- Exercise brief -
How many lines in these entries contain the string "github"? Reply with the number alone.

----------

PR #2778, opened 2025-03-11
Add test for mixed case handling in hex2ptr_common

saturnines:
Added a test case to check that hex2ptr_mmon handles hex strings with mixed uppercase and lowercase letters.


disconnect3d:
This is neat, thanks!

----------

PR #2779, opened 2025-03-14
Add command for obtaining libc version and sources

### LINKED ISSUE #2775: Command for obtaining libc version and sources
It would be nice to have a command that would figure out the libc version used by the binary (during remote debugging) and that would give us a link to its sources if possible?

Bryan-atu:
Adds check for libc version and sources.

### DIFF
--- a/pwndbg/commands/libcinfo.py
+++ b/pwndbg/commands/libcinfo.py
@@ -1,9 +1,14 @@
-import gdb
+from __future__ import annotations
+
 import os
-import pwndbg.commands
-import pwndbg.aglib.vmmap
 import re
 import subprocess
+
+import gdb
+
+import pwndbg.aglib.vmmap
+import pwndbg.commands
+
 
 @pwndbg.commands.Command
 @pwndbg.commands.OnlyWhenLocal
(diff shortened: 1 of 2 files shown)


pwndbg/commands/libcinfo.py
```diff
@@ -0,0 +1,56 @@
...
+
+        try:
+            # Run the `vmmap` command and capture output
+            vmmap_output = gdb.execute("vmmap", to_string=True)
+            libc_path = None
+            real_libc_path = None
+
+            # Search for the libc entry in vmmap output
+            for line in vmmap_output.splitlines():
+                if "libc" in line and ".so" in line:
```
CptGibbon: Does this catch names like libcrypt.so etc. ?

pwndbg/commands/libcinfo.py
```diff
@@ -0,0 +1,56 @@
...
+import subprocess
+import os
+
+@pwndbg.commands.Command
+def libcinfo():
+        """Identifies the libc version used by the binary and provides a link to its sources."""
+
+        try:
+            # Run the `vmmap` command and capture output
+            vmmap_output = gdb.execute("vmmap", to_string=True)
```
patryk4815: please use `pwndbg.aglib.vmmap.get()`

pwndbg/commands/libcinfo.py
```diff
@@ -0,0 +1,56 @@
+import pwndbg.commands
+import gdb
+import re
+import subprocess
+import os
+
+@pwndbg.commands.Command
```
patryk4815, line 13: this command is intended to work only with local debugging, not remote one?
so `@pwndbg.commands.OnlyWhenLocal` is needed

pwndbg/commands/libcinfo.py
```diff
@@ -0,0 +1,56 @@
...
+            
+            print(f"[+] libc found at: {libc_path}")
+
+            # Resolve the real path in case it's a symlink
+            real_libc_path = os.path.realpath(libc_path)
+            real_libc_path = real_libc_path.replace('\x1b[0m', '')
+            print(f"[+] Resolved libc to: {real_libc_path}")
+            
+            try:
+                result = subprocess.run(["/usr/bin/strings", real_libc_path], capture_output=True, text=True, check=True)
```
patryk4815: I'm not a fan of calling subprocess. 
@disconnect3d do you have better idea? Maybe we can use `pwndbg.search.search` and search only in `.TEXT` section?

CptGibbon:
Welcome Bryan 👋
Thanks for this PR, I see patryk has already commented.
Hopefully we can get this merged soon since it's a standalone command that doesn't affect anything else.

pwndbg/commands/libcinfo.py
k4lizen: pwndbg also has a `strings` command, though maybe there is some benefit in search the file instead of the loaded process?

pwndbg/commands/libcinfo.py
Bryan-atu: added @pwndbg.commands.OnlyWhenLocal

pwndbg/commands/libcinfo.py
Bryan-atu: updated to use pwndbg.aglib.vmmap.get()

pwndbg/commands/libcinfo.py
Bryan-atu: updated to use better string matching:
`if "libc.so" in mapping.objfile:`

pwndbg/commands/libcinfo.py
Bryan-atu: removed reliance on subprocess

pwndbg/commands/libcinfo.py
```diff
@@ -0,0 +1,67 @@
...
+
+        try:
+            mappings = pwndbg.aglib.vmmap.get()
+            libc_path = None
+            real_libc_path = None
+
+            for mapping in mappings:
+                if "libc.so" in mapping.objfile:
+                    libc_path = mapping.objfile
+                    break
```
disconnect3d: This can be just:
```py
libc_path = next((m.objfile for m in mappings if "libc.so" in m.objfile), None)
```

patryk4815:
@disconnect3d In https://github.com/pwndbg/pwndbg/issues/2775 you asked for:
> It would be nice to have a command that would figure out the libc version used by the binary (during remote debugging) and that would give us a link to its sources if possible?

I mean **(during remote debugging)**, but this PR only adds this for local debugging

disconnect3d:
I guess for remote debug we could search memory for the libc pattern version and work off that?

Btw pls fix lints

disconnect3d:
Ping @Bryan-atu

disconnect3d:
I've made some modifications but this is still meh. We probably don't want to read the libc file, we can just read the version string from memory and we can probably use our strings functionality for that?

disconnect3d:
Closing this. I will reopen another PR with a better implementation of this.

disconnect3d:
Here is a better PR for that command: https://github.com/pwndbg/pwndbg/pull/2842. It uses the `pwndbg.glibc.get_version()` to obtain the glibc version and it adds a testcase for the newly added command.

----------

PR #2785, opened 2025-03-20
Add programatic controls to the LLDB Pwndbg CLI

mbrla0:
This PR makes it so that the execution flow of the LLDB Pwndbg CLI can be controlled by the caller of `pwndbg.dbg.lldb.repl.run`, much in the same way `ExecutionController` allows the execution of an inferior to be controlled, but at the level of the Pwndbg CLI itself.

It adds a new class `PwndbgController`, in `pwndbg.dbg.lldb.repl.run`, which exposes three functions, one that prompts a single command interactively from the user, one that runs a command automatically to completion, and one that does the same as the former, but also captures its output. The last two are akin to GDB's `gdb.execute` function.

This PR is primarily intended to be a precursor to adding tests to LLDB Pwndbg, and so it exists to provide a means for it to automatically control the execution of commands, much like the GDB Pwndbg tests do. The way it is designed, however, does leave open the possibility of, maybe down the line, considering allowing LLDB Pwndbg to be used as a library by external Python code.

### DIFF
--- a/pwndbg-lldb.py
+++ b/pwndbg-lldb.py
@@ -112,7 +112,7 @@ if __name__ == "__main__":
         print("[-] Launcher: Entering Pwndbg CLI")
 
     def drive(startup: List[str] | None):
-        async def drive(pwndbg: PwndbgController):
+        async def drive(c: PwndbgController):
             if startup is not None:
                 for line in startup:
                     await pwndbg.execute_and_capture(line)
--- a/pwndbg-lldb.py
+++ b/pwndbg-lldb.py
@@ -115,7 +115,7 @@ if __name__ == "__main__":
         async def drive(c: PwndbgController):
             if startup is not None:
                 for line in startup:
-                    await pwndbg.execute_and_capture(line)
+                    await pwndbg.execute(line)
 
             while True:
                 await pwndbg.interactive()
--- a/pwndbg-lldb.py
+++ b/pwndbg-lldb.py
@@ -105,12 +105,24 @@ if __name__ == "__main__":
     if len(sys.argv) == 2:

----------

- Your response -
2